Immune Cell Differences Must Be Considered in Epigenetic Age
Epigenetic age is most commonly measured via blood sample, assessing the epigenetic markers of immune cells in that sample. Unfortunately the present mainstream epigenetic clocks will provide different ages for different immune cell populations. This leads to meaningful variation in assessments of the same individual, because different cell populations might be present in somewhat different proportions in each blood sample. We might also question which of the cell populations provide the most useful epigenetic age when it comes to responsiveness to interventions that might slow or reverse aspects of aging. This is a well known problem at this point in the continued development of epigenetic clocks, but there is as yet little consensus on what to do about it.
Aging is a significant risk factor for various human disorders, and DNA methylation clocks have emerged as powerful tools for estimating biological age and predicting health-related outcomes. Methylation data from blood DNA has been a focus of more recently developed DNA methylation clocks. However, the impact of immune cell composition on epigenetic age acceleration (EAA) remains unclear as only some clocks incorporate partial cell type composition information when analyzing EAA.

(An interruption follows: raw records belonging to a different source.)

PR #7898, opened 2024-04-16
feat: expose `StoreAction` in relation to multiplayer history

Mrazator:
Introduced breaking change in `updateScene` API due to the added `Store` component as part of the #7348. Specifically, `sceneData` property `commitToHistory: boolean` was replaced with `storeAction: StoreActionType`.

image

Additional small improvements:
* Stabilises `Store` methods, internal API & public API (i.e. introduced `commit`)
* Avoids potential concurrency issues due to `updateScene` modifying store before already scheduled store actions execute
* Fixes slight issues with `AppState` in shared scenes (collab)

### DIFF
--- a/packages/excalidraw/components/App.tsx
+++ b/packages/excalidraw/components/App.tsx
@@ -3682,6 +3682,7 @@ class App extends React.Component<AppProps, AppState> {
       elements?: SceneData["elements"];
       appState?: Pick<AppState, K> | null;
       collaborators?: SceneData["collaborators"];
+      /** @default StoreAction.CAPTURE */
       storeAction?: SceneData["storeAction"];
     }) => {
       const nextElements = syncInvalidIndices(sceneData.elements ?? []);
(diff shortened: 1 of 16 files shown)


packages/excalidraw/components/App.tsx
```diff
@@ -3683,51 +3682,38 @@ class App extends React.Component<AppProps, AppState> {
       elements?: SceneData["elements"];
       appState?: Pick<AppState, K> | null;
       collaborators?: SceneData["collaborators"];
-      commitToStore?: SceneData["commitToStore"];
+      storeAction?: SceneData["storeAction"];
```
dwelle, line 3685: let's note the default here?

dwelle (approved):

packages/excalidraw/components/App.tsx
Mrazator: yup, added

andreMycroft:
This is deployed to version 17.6?

PR #7918, opened 2024-04-22
fix: z-index for laser pointer to be able to draw on embeds and such

maielo:
- increased z-index of SVG layer, so laser pointer can used on embeds and such


dwelle (approved):
👍

PR #7946, opened 2024-04-24
Allow binding only via linear element ends

mtolmacs:


packages/excalidraw/components/App.tsx
```diff
@@ -7419,7 +7417,18 @@ class App extends React.Component<AppProps, AppState> {
...
+              getOriginalBindingsIfStillCloseOfLinearElement(
+                element,
+                elementsMap,
+                this,
+              ).filter((element) => element);
+            this.setState({
+              suggestedBindings:
+                candidateBindables as NonDeleted<ExcalidrawBindableElement>[],
+            });
+          });
```
dwelle, line 7431: this sets the suggested binding state for each arrow element in the selection, meaning it's inefficient and it won't show the bindings for multiple elements at once (if you e.g. drag multiple already-bound arrows).

We can do this instead:

```ts
const suggestedBindings = selectedElements
  .filter(isLinearElement)
  .reduce((acc: NonDeleted<ExcalidrawBindableElement>[], element) => {
    const candidateBindables =
      getOriginalBindingsIfStillCloseOfLinearElement(
        element,
        elementsMap,
        this,
      ).filter(
        (element): element is NonDeleted<ExcalidrawBindableElement> =>
          !!element,
      );
    return acc.concat(candidateBindables);
  }, []);

this.setState({
  suggestedBindings,
});
```

dwelle:
Couple more notes:

- there are a few cases where we should keep showing the suggested bindings, in particular (check production to see how it works in practice):
  - when moving bound arrow(s) with a keyboard
  - when resizing/rotating 3+ point bound arrows
  - ... maybe more?

- previously the now removed `maybeSuggestBindingForAll()` function was bailing if we had more than 50 selected elements. I'd still keep doing this so we don't allocate large arrays on the hot path unnecessarily when calculating the suggested bindings.

packages/excalidraw/element/binding.ts
```diff
@@ -163,42 +163,123 @@ const bindOrUnbindLinearElementEdge = (
...
+  ["start", "end"].map((edge) =>
+    getOriginalBindingIfStillCloseOfLinearElementEdge(
+      linearElement,
+      edge as "start" | "end",
+      elementsMap,
+      app,
+    ),
   );
+
+const getBindingStrategyForDraggingLinearEnds = (
```
dwelle, line 203: let's go specific here and call it `getBindingStrategyForDraggingArrowPoints` since we don't plan to binding lines

dwelle (approved):
(pushed two tiny commits.)

Ready to ship! 🔥

packages/excalidraw/components/App.tsx
```diff
@@ -4105,11 +4109,12 @@ class App extends React.Component<AppProps, AppState> {
       this.setState({ isBindingEnabled: true });
     }
     if (isArrowKey(event.key)) {
-      const selectedElements = this.scene.getSelectedElements(this.state);
-      const elementsMap = this.scene.getNonDeletedElementsMap();
-      isBindingEnabled(this.state)
-        ? bindOrUnbindSelectedElements(selectedElements, this)
-        : unbindLinearElements(selectedElements, elementsMap);
+      bindOrUnbindLinearElements(
```
Mrazator, line 4112: @dwelle @mtolmacs We will need to do something about the `keyUp` handler, as it triggers after each `keyDown` in our colour picker, command palette and now font picker, blocking the UI thread.

#8057

PR #7968, opened 2024-05-01
chore: Bump vitest to 1.5.3 to support VSCode vitest Extension

mtolmacs:
Using the vitest testrunner extension allows quick test debugging and running for VSCode users, but it requires a vitest version higher than 1.2.


dwelle (approved):
Looks like it also sped up the tests by ~20% (at least in this run)! 🚀

PR #7987, opened 2024-05-06
chore: Add lcov coverage output to vitest

mtolmacs:
This addition would allow code coverage plugins in most IDEs to pick up the results. Having a visual indicator in IDEs should nudge people toward covering their code with tests.


dwelle (approved):
👀

PR #7988, opened 2024-05-07
fix: CVE-2023-45133

mtolmacs:
Related ticket: [Babel vulnerable to arbitrary code execution when compiling specifically crafted malicious code](https://github.com/excalidraw/excalidraw/security/dependabot/164)

Solution: Upgrade babel dev dependencies to 7.24.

We investigated associations of 12 immune cell types measured by cell-type deconvolution with EAA predicted by six widely-used DNA methylation clocks in data from more than 10,000 blood samples. We observed significant associations of immune cell composition with EAA for all six clocks tested. Across the clocks, nine or more of the 12 cell types tested exhibited significant associations with EAA. Higher memory lymphocyte subtype proportions were associated with increased EAA, and naïve lymphocyte subtypes were associated with decreased EAA. To demonstrate the potential confounding of EAA by immune cell composition, we applied EAA in rheumatoid arthritis.
Our research maps immune cell type contributions to EAA in human blood and offers opportunities to adjust for immune cell composition in EAA studies to a significantly more granular level. Understanding associations of EAA with immune profiles has implications for the interpretation of epigenetic age and its relevance in aging and disease research.